*PROBLEM REQUIREMENTS*
Please quote exactly the lines below from the line containing "in the README)" to the line containing "All three review", both lines included, and nothing else.
*** THE DATA Section Begins ***
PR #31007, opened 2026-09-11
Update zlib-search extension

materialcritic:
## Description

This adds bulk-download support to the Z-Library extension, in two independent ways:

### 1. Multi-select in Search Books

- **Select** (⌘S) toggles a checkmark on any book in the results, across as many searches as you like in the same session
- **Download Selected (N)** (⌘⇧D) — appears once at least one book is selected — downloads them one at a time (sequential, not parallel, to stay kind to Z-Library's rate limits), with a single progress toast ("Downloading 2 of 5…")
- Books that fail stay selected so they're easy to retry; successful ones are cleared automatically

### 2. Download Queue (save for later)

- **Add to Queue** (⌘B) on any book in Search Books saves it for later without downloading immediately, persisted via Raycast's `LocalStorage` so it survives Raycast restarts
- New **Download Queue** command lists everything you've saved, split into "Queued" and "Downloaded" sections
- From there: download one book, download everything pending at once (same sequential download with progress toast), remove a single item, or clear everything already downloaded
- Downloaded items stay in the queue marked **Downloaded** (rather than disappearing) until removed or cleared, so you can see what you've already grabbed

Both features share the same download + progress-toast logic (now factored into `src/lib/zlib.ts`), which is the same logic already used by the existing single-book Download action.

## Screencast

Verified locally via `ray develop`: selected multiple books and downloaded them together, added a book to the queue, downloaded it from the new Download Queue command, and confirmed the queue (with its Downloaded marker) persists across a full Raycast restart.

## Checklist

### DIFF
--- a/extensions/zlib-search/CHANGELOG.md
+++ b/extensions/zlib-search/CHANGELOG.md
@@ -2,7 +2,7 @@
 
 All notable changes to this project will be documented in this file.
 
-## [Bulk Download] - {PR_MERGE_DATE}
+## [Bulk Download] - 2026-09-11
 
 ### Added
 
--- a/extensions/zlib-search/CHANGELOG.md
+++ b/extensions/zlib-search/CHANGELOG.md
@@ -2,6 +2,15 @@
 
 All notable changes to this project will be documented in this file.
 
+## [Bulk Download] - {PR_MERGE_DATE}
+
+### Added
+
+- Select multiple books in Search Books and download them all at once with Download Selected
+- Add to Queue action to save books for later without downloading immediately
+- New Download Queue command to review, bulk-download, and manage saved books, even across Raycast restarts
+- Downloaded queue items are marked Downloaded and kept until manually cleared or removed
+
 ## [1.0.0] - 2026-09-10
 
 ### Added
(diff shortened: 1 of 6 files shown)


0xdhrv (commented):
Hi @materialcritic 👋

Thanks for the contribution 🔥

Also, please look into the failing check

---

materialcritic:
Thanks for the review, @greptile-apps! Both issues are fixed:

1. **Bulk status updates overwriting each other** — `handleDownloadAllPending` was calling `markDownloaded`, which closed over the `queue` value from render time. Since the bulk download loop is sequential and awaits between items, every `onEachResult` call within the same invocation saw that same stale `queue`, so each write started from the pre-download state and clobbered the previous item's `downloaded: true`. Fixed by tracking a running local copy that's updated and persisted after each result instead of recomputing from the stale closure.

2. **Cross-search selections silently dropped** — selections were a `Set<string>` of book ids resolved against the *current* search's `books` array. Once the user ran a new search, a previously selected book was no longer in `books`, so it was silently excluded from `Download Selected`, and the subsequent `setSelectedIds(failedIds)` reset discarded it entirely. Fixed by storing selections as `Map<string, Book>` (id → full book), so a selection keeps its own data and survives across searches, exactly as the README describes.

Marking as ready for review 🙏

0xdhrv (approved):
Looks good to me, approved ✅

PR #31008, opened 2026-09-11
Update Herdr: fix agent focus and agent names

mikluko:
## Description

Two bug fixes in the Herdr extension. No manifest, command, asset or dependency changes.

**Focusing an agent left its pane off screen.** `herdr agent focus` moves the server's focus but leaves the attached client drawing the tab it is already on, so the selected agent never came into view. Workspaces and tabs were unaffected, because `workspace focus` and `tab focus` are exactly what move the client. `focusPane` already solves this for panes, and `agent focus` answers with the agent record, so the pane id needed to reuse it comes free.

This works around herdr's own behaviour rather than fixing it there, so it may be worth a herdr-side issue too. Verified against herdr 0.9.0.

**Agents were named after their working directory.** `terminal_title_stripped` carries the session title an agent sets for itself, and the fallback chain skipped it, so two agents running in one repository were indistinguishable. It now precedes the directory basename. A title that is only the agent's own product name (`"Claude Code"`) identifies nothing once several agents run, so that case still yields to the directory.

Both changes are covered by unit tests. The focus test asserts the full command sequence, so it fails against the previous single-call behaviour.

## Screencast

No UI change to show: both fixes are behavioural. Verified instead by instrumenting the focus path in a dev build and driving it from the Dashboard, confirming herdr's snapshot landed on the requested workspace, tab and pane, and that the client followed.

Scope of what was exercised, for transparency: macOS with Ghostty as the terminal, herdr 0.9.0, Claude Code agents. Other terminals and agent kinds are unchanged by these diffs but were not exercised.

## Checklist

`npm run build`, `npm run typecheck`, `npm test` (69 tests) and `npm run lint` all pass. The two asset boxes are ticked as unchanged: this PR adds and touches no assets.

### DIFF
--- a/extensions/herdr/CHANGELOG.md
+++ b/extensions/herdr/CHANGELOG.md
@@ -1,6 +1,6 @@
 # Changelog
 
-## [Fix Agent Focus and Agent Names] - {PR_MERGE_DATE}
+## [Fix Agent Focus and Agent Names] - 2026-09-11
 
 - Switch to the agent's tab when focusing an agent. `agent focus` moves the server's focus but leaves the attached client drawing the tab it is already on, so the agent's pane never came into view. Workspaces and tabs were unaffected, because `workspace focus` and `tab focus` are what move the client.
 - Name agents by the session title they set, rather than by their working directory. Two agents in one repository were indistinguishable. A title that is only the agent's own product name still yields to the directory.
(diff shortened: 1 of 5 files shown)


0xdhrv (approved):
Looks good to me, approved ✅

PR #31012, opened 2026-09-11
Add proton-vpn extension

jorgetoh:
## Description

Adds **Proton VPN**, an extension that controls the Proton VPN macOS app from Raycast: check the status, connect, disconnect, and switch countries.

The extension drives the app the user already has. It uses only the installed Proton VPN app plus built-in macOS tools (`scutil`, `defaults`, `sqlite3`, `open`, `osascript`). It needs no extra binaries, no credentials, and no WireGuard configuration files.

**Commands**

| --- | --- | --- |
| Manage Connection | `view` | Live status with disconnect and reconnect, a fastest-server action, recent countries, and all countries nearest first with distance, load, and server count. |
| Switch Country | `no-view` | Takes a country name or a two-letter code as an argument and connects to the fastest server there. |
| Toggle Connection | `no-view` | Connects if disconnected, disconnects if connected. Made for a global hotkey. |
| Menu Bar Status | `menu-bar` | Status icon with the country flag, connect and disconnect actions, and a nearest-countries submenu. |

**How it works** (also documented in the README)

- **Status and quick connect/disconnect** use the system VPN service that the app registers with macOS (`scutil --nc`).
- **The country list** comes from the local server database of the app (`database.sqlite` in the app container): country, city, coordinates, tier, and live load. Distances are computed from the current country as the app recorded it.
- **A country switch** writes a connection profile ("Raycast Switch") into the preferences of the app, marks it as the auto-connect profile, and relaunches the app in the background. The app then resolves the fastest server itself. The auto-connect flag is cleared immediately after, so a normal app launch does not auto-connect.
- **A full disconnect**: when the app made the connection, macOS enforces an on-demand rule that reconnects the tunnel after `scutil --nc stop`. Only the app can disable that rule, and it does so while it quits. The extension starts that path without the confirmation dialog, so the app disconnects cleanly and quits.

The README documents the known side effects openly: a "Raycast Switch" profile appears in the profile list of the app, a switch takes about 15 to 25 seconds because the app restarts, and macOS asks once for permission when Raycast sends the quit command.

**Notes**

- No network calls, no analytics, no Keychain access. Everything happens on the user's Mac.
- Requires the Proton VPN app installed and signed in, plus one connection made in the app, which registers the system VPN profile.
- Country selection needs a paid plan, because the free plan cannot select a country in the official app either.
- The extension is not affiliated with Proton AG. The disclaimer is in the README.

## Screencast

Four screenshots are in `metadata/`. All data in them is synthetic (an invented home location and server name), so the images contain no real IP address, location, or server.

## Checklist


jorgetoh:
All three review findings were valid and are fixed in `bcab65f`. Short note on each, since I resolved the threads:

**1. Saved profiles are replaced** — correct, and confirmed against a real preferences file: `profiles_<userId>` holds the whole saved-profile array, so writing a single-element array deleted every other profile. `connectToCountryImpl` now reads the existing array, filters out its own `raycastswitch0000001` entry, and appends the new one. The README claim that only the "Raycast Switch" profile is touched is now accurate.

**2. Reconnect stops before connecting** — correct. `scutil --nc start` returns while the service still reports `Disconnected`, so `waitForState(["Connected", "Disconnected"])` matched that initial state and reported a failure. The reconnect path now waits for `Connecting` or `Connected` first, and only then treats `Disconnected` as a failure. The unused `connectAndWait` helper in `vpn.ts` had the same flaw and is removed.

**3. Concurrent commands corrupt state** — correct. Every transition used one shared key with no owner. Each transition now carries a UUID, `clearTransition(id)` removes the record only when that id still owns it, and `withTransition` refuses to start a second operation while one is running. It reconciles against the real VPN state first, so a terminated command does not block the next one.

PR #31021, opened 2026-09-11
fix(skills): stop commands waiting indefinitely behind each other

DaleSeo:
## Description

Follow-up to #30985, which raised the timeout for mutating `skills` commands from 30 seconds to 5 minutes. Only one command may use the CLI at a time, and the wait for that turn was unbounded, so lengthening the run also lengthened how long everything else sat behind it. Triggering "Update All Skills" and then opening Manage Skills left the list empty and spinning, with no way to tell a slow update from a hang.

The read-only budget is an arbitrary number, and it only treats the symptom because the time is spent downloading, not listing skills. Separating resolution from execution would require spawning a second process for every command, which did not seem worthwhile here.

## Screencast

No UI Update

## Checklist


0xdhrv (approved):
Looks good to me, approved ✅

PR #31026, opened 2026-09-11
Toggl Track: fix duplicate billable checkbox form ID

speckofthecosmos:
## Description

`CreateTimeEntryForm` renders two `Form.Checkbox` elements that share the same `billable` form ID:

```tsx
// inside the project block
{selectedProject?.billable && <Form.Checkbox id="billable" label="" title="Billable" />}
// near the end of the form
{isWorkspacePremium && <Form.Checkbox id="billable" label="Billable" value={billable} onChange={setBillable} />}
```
*** THE DATA Section Ends ***
*SOLUTION FOR THIS PROBLEM*
**How it works** (also documented in the README)

- **Status and quick connect/disconnect** use the system VPN service that the app registers with macOS (`scutil --nc`).
- **The country list** comes from the local server database of the app (`database.sqlite` in the app container): country, city, coordinates, tier, and live load. Distances are computed from the current country as the app recorded it.
- **A country switch** writes a connection profile ("Raycast Switch") into the preferences of the app, marks it as the auto-connect profile, and relaunches the app in the background. The app then resolves the fastest server itself. The auto-connect flag is cleared immediately after, so a normal app launch does not auto-connect.
- **A full disconnect**: when the app made the connection, macOS enforces an on-demand rule that reconnects the tunnel after `scutil --nc stop`. Only the app can disable that rule, and it does so while it quits. The extension starts that path without the confirmation dialog, so the app disconnects cleanly and quits.

The README documents the known side effects openly: a "Raycast Switch" profile appears in the profile list of the app, a switch takes about 15 to 25 seconds because the app restarts, and macOS asks once for permission when Raycast sends the quit command.

**Notes**

- No network calls, no analytics, no Keychain access. Everything happens on the user's Mac.
- Requires the Proton VPN app installed and signed in, plus one connection made in the app, which registers the system VPN profile.
- Country selection needs a paid plan, because the free plan cannot select a country in the official app either.
- The extension is not affiliated with Proton AG. The disclaimer is in the README.

## Screencast

Four screenshots are in `metadata/`. All data in them is synthetic (an invented home location and server name), so the images contain no real IP address, location, or server.

## Checklist


jorgetoh:
All three review findings were valid and are fixed in `bcab65f`. Short note on each, since I resolved the threads:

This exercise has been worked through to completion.